Division of Cardiology, Children's National Medical Center, W3-200, 111 Michigan Ave NW, Washington, DC, 20010, USA.
Children's Research Institute, Children's National Medical Center, 111 Michigan Ave NW, Washington, DC, USA.
J Cardiovasc Magn Reson. 2020 Feb 3;22(1):11. doi: 10.1186/s12968-020-0602-z.
Pediatric z scores are necessary to describe size and structure of the heart in growing children, however, development of an accurate z score calculator requires robust normal datasets, which are difficult to obtain with cardiovascular magnetic resonance (CMR) in children. Motion-corrected (MOCO) cines from re-binned, reconstructed real-time cine offer a free-breathing, rapid acquisition resulting in cines with high spatial and temporal resolution. In combination with child-friendly positioning and entertainment, MOCO cine technique allows for rapid cine volumetry in patients of all ages without sedation. Thus, our aim was to prospectively enroll normal infants and children birth-12 years for creation and validation of a z score calculator describing normal right ventricular (RV) and left ventricular (LV) size.

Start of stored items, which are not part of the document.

PR #227, opened 2016-10-06
Allow setting tag to app URL mapping.

shinyichen:
Changes required for https://github.com/informatics-isi-edu/chaise/issues/644
Let chaise set the app-tag to app-url mapping function.

### DIFF
--- a/js/reference.js
+++ b/js/reference.js
@@ -837,14 +837,12 @@ var ERMrest = (function(module) {
         },
 
         get appLink() {
-            if (this._context) {
-                var tag = this._table._getAppLink(this._context);
-                if (tag && module._appLinkFn) {
-                    return module._appLinkFn(tag, this._location);
-                }
-            }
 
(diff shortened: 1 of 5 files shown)


js/reference.js
```diff
@@ -828,10 +837,14 @@ var ERMrest = (function(module) {
...
-            else
-                return undefined; // no context
+            if (this._context) {
+                var tag = this._table._getAppLink(this._context);
+                if (tag && module._appLinkFn) {
+                    return module._appLinkFn(tag, this._location);
+                }
+            }
+
+            return undefined; // reference has no context or app link not specified by annotation
```
RFSH: I think we should use the "default" context (if it's available) even if the reference is not contextualized i.e., `this._context` is undefined; instead of returning undefined.

If the default context was not available then we can return undefined.

shinyichen: Ya, I need to add the default case. Thanks.

PR #232, opened 2016-10-07
More encoding and decoding fixes.

shinyichen:
More encoding and decoding fixes. Updated test to use special characters.


RFSH:
These are other lines of codes that I think should use encoding:
  - reference.js: [954](https://github.com/informatics-isi-edu/ermrestjs/blob/encode-decode/js/reference.js#L954,L955), [979](https://github.com/informatics-isi-edu/ermrestjs/blob/encode-decode/js/reference.js#L979), [981](https://github.com/informatics-isi-edu/ermrestjs/blob/encode-decode/js/reference.js#L981), [984](https://github.com/informatics-isi-edu/ermrestjs/blob/encode-decode/js/reference.js#L984,L986), [1051](https://github.com/informatics-isi-edu/ermrestjs/blob/encode-decode/js/reference.js#L1051,L1053)

shinyichen:
It's ready for review now.

js/reference.js
```diff
@@ -1051,8 +1052,8 @@ var ERMrest = (function(module) {
                                         filterString += (j === 0? "" : "&") + mapping[f.column] + "=" + f.value;
```
jrchudy: I think we need to encode `mapping[f.column]` and `f.value` as well.

PR #236, opened 2016-10-12
Improve shortest key algorithm using column names.

shinyichen:
If two keys are equal length and both are the same type, use column names to determine order.


hongsudt:
what if they are both text type?

shinyichen:
my description was wrong.

Issue #230, opened 2016-10-07
a function Column.inputDisabled that incorporate generated and immutable annotation


hongsudt:
provide a function `Column.getInputDisabled(context)` that takes the context as a parameter and depending on the context, return InputDisabled value based on generated and immutable annotation. 

Potential return values:
* `true` : do not allow user input 
* `false` : allow user input 
* `{message:"the message to show in place of the column value"}` : do not allow user input and the `message` should be shown in-place of the column value.  

Rules for setting the value: 
* When the context is create
  * if the column is generated, then inputDisabled={message:"automatically generated by the server"}
* when the context is update
  * if the column is generated, then inputDisabled=true
  * if the column is immutable, then inputDisabled=true

informatics-isi-edu/chaise#432 depends on this function.

howdyjessie:
PR #237 has been merged; closing now.

PR #237, opened 2016-10-13
Implement Column.getInputDisabled()

howdyjessie:
This PR addresses #230.

It adds a function onto the `Column` class called `getInputDisabled`, which determines whether a column instance is editable in RecordEdit based on the current context and the presence of `2016:immutable` and `2016:generated` annotations on that column.

Assigned to @shinyichen but also tagging @jrchudy.


shinyichen:
Everything looks fine. But did you delete the single test runner sample?

howdyjessie:
@shinyichen Sorry I forgot to add it back in; it's back in now!

Issue #221, opened 2016-09-30
implement Reference.update


hongsudt:

hongsudt:
The current version has a limitation that when the unique columns are updated, it will always throw a 409 conflict e.g. `Error 409 Conflict The request conflicts with the state of the server. Input data violates model. ERROR: duplicate key value violates unique constraint "experiment_pkey" DETAIL: Key (id)=(2) already exists.`

@jrchudy please make sure that the new version will support this case. The attribute group API needs to be used for this.

robes:
it will

hongsudt:
Make sure to use etag pre-condition in put and delete.

jrchudy:
This is resolved by PR #238.

PR #238, opened 2016-10-13
Reference update

jrchudy:
This PR includes the necessary changes for `Reference.update`. This function needs to handle updating a single entity as well as updating multiple entities. There are a number of tests that outline updating a single entity. These tests include changing 1 column and multiple columns where those columns cover a range of different cases.

Tests include modifying:
 - an independent key that is the shortest key
 - an independent key that is not the shortest key
 - a column that is part of 1 composite key
 - a column that is part of multiple composite keys
 - a column that is not a key column at all

The tests that include changing multiple columns exhaustively test the combination of the above circumstances.

This PR resolves issue #221. This can be tested from my public directory on `dev.isrd.isi.edu` where I have also made the corresponding changes to Chaise to use the Reference APIs (https://dev.isrd.isi.edu/~jchudy/chaise/recordedit/  I will let you fill out the rest of the url for an entity you want to test against).

Assigning to @howdyjessie (I talked to her about the implementation on a few different days already) and tagging @shinyichen, @robes, and @RFSH.


js/reference.js
```diff
@@ -621,12 +622,113 @@ var ERMrest = (function(module) {
...
+
+                shortestKeyNames = this._shortestKey.map(function (column) {
+                    return column.name;
+                });
+
+                tuples.forEach(function (tuple) {
+                    newData = tuple.data;
+                    oldData = tuple._oldData;
+                    for (var key in newData) {
+                        // if the key is part of the shortest key for the entity, the data needs to be aliased
```
robes: Don't we need to alias all columns so that we avoid possible name collisions? Say an the table definition includes columns named: `filename` and `old_filename` or `new_filename` and they use it as a key.

I would like to see your test schema include key and non-key columns with the `old_` and `new_` prefixes in them.

jrchudy: I addressed in the most recent commit. I am now aliasing columns with "_o" for anything that is represented for the shortest key, and "_n" for all columns that are being updated.

js/reference.js
```diff
@@ -621,12 +626,114 @@ var ERMrest = (function(module) {
...
+
+                // The list of column names to use in the uri
+                columnProjections = this.columns.map(function (col) {
+                    return col.name;
+                });
+
+                // copy all of the tuple update data to the submission data array. Need to submit an array of objects instead of an array of Tuples
+                // tuples.forEach(function(tuple) {
+                //     submissionData.push(tuple.data);
+                // });
```
howdyjessie: Commented out = should be deleted?

howdyjessie:
Looks good to me

PR #239, opened 2016-10-17
Reference delete

jrchudy:
This PR addresses deleting entities via the Reference.delete API. This is currently only an implementation for ermrestJS.

Assigning to @shinyichen and mentioning @howdyjessie to look at it.


howdyjessie:
Looks good to me too :)

PR #243, opened 2016-10-19
Changed tuple getter values to return raw data for edit context

chiragsanghvi:
This **PR** changes `tuple.values` getter to return raw values when the context is "entry/edit".


howdyjessie:
@chiragsanghvi If you could address the current merge conflicts as well as Josh's comment, then this PR should be good to go.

With IRB approval and consent/assent, 149 normal children successfully underwent a brief noncontrast CMR on a 1.5 T scanner including MOCO cines in the short axis, and RV and LV volumes were measured. 20% of scans were re-measured for interobserver variability analyses. A general linear modeling (GLM) framework was employed to identify and properly represent the relationship between CMR-based assessments and anthropometric data. Scatter plots of model fit and Akaike's information criteria (AIC) results were used to guide the choice among alternative models.
A total of 149 subjects aged 22 days-12 years (average 5.1 ± 3.6 years), with body surface area (BSA) range 0.21-1.63 m (average 0.8 ± 0.35 m) were scanned. All ICC values were > 95%, reflecting excellent agreement between raters. The model that provided the best fit of volume measure to the data included BSA with higher order effects and gender as independent variables. Compared with earlier z score models, there is important additional growth inflection in early toddlerhood with similar z score prediction in later childhood.
Free-breathing, MOCO cines allow for accurate, reliable RV and LV volumetry in a wide range of infants and children while awake. Equations predicting fit between LV and RV normal values and BSA are reported herein for purposes of creating z scores.
clinicaltrials.gov NCT02892136, Registered 7/21/2016.
儿科 z 分数对于描述生长儿童的心脏大小和结构是必要的,然而,准确的 z 分数计算器的开发需要强大的正常数据集,这在儿童心血管磁共振(CMR)中很难获得。重排重建实时电影的运动校正(MOCO)电影提供了一种自由呼吸、快速采集的方法,可获得具有高空间和时间分辨率的电影。结合儿童友好的定位和娱乐,MOCO 电影技术允许在无需镇静的情况下对所有年龄段的患者进行快速电影体积测量。因此,我们的目的是前瞻性地招募正常婴儿和儿童(出生至 12 岁),以创建和验证描述正常右心室(RV)和左心室(LV)大小的 z 分数计算器。
在机构审查委员会批准和同意/同意的情况下,149 名正常儿童成功地在 1.5T 扫描仪上进行了短暂的非对比 CMR 检查,包括短轴的 MOCO 电影,并且测量了 RV 和 LV 容积。20%的扫描用于观察者间变异性分析的重新测量。采用广义线性模型(GLM)框架来识别和正确表示基于 CMR 的评估与人体测量数据之间的关系。模型拟合的散点图和 Akaike 信息准则(AIC)结果用于指导在替代模型之间进行选择。
共扫描了 149 名年龄为 22 天至 12 岁(平均 5.1±3.6 岁)的受试者,体表面积(BSA)范围为 0.21-1.63m(平均 0.8±0.35m)。所有 ICC 值均>95%,反映了评分者之间的良好一致性。为数据提供最佳体积测量拟合的模型包括 BSA 作为独立变量,具有更高阶效应和性别。与早期的 z 分数模型相比,在幼儿期早期有重要的额外生长拐点,在后期儿童期有类似的 z 分数预测。
在清醒状态下,自由呼吸的 MOCO 电影可以在广泛的婴儿和儿童中进行准确、可靠的 RV 和 LV 容积测量。此处报告了预测 LV 和 RV 正常值与 BSA 之间拟合的方程,用于创建 z 分数。
clinicaltrials.gov NCT02892136,注册于 2016 年 7 月 21 日。